Sold to voters as a $13.2 million fix for teachers — now ballooning to $20.5 million with no limits, no oversight, and plenty of union perks.
When the Nassau County School District asked voters to approve a one-mill property tax, the story was simple and emotional:
“We need $13.2 million for teacher salaries.”
That’s what they told you. That’s what was advertised.
But a few short years later, the truth has caught up — and the numbers are jaw-dropping.
This year, that same “teacher” millage is bringing in $20.5 million — not $13.2 million.
That’s a 55% jump from what voters were sold.
And here’s the kicker: this tax automatically rises with property values, with no limits.
No new vote, no accountability, no transparency. Just an ever-growing cash pipeline straight to the district’s coffers.
💰 Who’s Really Benefiting?
While teachers were the face of the campaign, they aren’t the only ones seeing the windfall.
According to the NESPA (Non-Instructional Employees) pay schedule for next year:
- A new custodian will receive nearly $5,800 from the millage.
- A department secretary — who just happens to be the NESPA President — will pocket over $8,100.
Meanwhile, last year’s pay data shows that department secretaries earned nearly as much as 18-year veteran teachers — and hundreds more than teachers with 12 years of classroom experience.
That’s not what taxpayers were told this money was for. And it didn’t happen by accident — it was ratified by the School Board.
📈 A Tax That Grows Itself
This “temporary” one-mill tax was designed to expire — but it’s become a permanent money machine that grows automatically with rising property values.

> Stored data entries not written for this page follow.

PR #8026, opened 2025-09-06
allow bypassing announce queue

HamletDuFromage:
When adding a torrent to a client with a lot of torrents, its announce (as far as I understand) is pushed to the end of a queue that could take a while to be processed.

As a workaround if I need to leech immediately, I'd just restart my client and the newer torrents would be added at the top of the queue, but it's rather inelegant. 

I'd like a flag for force re-announce to bypass that queue for the torrent to start faster. This PR compiles, but I'm not familiar with the codebase whatsoever so this might not be the appropriate approach. For instance, I'm not sure about how this may or may not be related to https://www.libtorrent.org/reference-Torrent_Handle.html#queue_position_top()

This is more of a feature request than a PR

### DIFF
--- a/include/libtorrent/torrent_handle.hpp
+++ b/include/libtorrent/torrent_handle.hpp
@@ -1165,6 +1165,11 @@ namespace aux {
 		// published by the tracker. If this flag is set, it will be ignored
 		// and the tracker is announced immediately.
 		static constexpr reannounce_flags_t ignore_min_interval = 0_bit;
+		
+		// by default, force-reannounce will queue the announce normally.
+		// If this flag is set, the announce will be put at the front of the
+		// tracker queue for immediate processing.
+		static constexpr reannounce_flags_t priority_queue = 1_bit;
 
 		// ``force_reannounce()`` will force this torrent to do another tracker
 		// request, to receive new peers. The ``seconds`` argument specifies how
@@ -1179,7 +1184,7 @@ namespace aux {
 		// If set to -1 (which is the default), all trackers are re-announce.
 		//
 		// The ``flags`` argument can be used to affect the re-announce. See
-		// ignore_min_interval.
+		// ignore_min_interval and priority_queue.
 		//
 		// ``force_dht_announce`` will announce the torrent to the DHT
 		// immediately.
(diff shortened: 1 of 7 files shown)


src/tracker_manager.cpp
```diff
@@ -291,7 +292,7 @@ constexpr tracker_request_flags_t tracker_request::i2p;
 #endif
 		{
 			auto con = std::make_shared<http_tracker_connection>(ios, *this, std::move(req), c);
-			if (m_http_conns.size() < std::size_t(sett.get_int(settings_pack::max_concurrent_http_announces)))
+			if (priority || m_http_conns.size() < std::size_t(sett.get_int(settings_pack::max_concurrent_http_announces)))
```
arvidn: this makes me feel a bit uneasy. It effectively removes this cap. How about just using `push_front()` if `priority` is set instead?

include/libtorrent/torrent_handle.hpp
```diff
@@ -1165,6 +1165,11 @@ namespace aux {
 		// published by the tracker. If this flag is set, it will be ignored
 		// and the tracker is announced immediately.
 		static constexpr reannounce_flags_t ignore_min_interval = 0_bit;
+		
+		// by default, force-reannounce will queue the announce normally.
+		// If this flag is set, the announce will be put at the front of the
+		// tracker queue for immediate processing.
+		static constexpr reannounce_flags_t priority_queue = 1_bit;
```
arvidn:
```suggestion
		static constexpr reannounce_flags_t high_priority = 1_bit;
```

include/libtorrent/torrent_handle.hpp
```diff
@@ -1179,7 +1184,7 @@ namespace aux {
 		// If set to -1 (which is the default), all trackers are re-announce.
 		//
 		// The ``flags`` argument can be used to affect the re-announce. See
-		// ignore_min_interval.
+		// ignore_min_interval and priority_queue.
```
arvidn:
```suggestion
		// ignore_min_interval and high_priority.
```

arvidn:
it should probably also be incorporated with "connection boost", so newly added torrents take priority over existing ones, for the first announce

HamletDuFromage:
I don't think I understand what connection boost is or does tbh

arvidn:
I made a slightly tweaked version of this idea, here: https://github.com/arvidn/libtorrent/pull/8054

HamletDuFromage:
neato!

arvidn:
https://github.com/arvidn/libtorrent/pull/8054 has landed now.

And Nassau County isn’t alone. Across Florida, school districts have used the same tactic:
- Pass a “small” millage for “teachers.”
- Watch revenues explode as values rise.
- Use the extra funds for union contracts, not classrooms.
🎭 The Playbook for 2026
When this millage expires in 2026, expect the same performance all over again.
There will be crying and wailing that schools will “lose $25 million,” that “teachers will quit,” and that “students will suffer.”
All designed to panic taxpayers into voting for another referendum.
⚠️ The Bottom Line
This isn’t about classrooms. It’s about cash flow.
The unions are thriving. The Board is complicit.
And taxpayers were misled — plain and simple.
A tax sold as $13.2 million has quietly turned into a $20.5 million slush fund.
That’s not education. That’s public corruption.